CSA CCM IPY-02
Application Interface Availability

Cloud Service Providers should offer APIs that allow their customers to programmatically retrieve their data in a secure way. This enables interoperability between systems and portability of applications and data across environments. Proper documentation must be maintained and shared with customers as APIs are updated.

Where did this come from?

This control comes from the CSA Cloud Controls Matrix v4.0.10 released on 2023-09-26. The full CCM can be downloaded from https://cloudsecurityalliance.org/artifacts/cloud-controls-matrix-v4. The CCM provides a comprehensive set of baseline security controls to help assess cloud computing risk. This specific control falls under the Interoperability & Portability domain.
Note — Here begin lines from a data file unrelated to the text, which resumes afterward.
Issue #545, opened 2015-11-10
CMS coupon and cap/floor - pricer by replication


marc-opengamma:
Create a pricer by replication (from swaption) for CMS related product. 
The underlying swaption pricer should have a control on the volatility wings (high strikes) as this has an impact for CMS pricing. 
See "CapFloorCMSSABRExtrapolationRightReplicationMethod" in Platform 2.x code and documentation OG 15 and OG 11 for the quant description.

PR #657, opened 2015-12-18
Swap index

yukiiwashita:
* This work is required by #545.


modules/product/src/main/java/com/opengamma/strata/product/swap/SwapIndex.java
```diff
@@ -0,0 +1,354 @@
...
+import org.joda.beans.impl.direct.DirectMetaPropertyMap;
+
+import com.opengamma.strata.collect.named.Named;
+import com.opengamma.strata.product.swap.type.FixedIborSwapTemplate;
+
+/**
+ * Class describing a swap index.
+ */
+@BeanDefinition(builderScope = "private")
+public final class SwapIndex
```
jodastephen: I think `SwapIndex` should follow the same pattern as `IborIndex`, with an interface, implementation, use of extended enums and a CSV loader.

yukiiwashita:
Closed by #661

PR #660, opened 2015-12-18
Refactor interpolators

jodastephen:
Port three interpolator implementations.
Remove `Exponential` interpolator as it is the same as `LogLinear`

### DIFF
--- a/modules/market/src/main/java/com/opengamma/strata/market/interpolator/DoubleQuadraticCurveInterpolator.java
+++ b/modules/market/src/main/java/com/opengamma/strata/market/interpolator/DoubleQuadraticCurveInterpolator.java
@@ -1,0 +1,255 @@
+/**
+ * Copyright (C) 2015 - present by OpenGamma Inc. and the OpenGamma group of companies
+ *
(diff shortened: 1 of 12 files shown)


modules/market/src/main/java/com/opengamma/strata/market/interpolator/DoubleQuadraticCurveInterpolator.java
```diff
@@ -0,0 +1,255 @@
...
+  static class Bound extends AbstractBoundCurveInterpolator {
+    private final double[] xValues;
+    private final double[] yValues;
+    private final int intervalCount;
+    private final RealPolynomialFunction1D[] quadratics;
+    private final RealPolynomialFunction1D[] quadraticsFirstDerivative;
+
+    Bound(DoubleArray xValues, DoubleArray yValues) {
+      super(xValues, yValues);
+      this.xValues = xValues.toArrayUnsafe();
```
cjkent: Are you sure you want `toArrayUnsafe` here? They are passed in from the `bind` method and come from the outside world without any cloning.

PR #663, opened 2015-12-22
Tidy swaption pricers

jodastephen:
Add LongShort.sign()
Use methods on PutCall and PayReceive
Make volatilities factory methods consistent with Normal

### DIFF
--- a/modules/basics/src/main/java/com/opengamma/strata/basics/LongShort.java
+++ b/modules/basics/src/main/java/com/opengamma/strata/basics/LongShort.java
@@ -23,11 +23,20 @@ public enum LongShort {
   /**
    * Long.
    */
-  LONG,
+  LONG(1),
   /**
    * Short.
    */
-  SHORT;
+  SHORT(-1);
+
+  /**
+   * True if long, used to avoid a branch.
+   */
+  private final boolean isLong;
+  /**
+   * The sign, used to avoid a branch.
+   */
+  private final int sign;
 
   //-------------------------------------------------------------------------
   /**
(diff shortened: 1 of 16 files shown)


modules/basics/src/main/java/com/opengamma/strata/basics/LongShort.java
```diff
@@ -23,11 +23,20 @@
...
+  SHORT(-1);
+
+  /**
+   * True if long, used to avoid a branch.
+   */
+  private final boolean isLong;
+  /**
+   * The sign, used to avoid a branch.
+   */
+  private final int sign;
```
jonathansenior: Would `multiplier` be more appropriate?

modules/pricer/src/main/java/com/opengamma/strata/pricer/swaption/NormalSwaptionPhysicalProductPricer.java
```diff
@@ -180,13 +177,13 @@ public double impliedVolatilityFromPresentValue(
       double presentValue) {
 
     ExpandedSwaption expanded = swaption.expand();
-    double sign = expanded.getLongShort() == LongShort.LONG ? 1d : -1d;
+    double sign = expanded.getLongShort().sign();
     ArgChecker.isTrue(presentValue * sign > 0, "Present value sign must be in ligne with the option Long/Short flag ");
```
jonathansenior: Someone switched into French part-way through this error message.

modules/basics/src/main/java/com/opengamma/strata/basics/LongShort.java
jonathansenior: On second thoughts, looking at where this is used, `sign` is fine.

For more background, check out the AWS Whitepaper on Migrating Applications to the Cloud which discusses portability considerations.

Who should care?

  • Cloud architects designing multi-cloud solutions that need interoperability
  • DevOps engineers responsible for migrating applications between cloud providers
  • Security professionals assessing vendor lock-in risks
  • Compliance officers ensuring data can be retrieved if a provider is changed

What is the risk?

Without API-based access to data, organizations face:

  • Inability to migrate applications to a different provider resulting in vendor lock-in
  • Lack of interoperability preventing integration of best-of-breed services
  • Potential data loss if a provider shuts down and data can't be easily exported

While not extremely likely, the impact of these risks is high. Loss of application portability can result in business continuity issues and large switching costs if a provider change is required.

What's the care factor?

For organizations with a multi-cloud strategy, the ability to programmatically retrieve data for interoperability is critical. It should be a key factor in provider selection.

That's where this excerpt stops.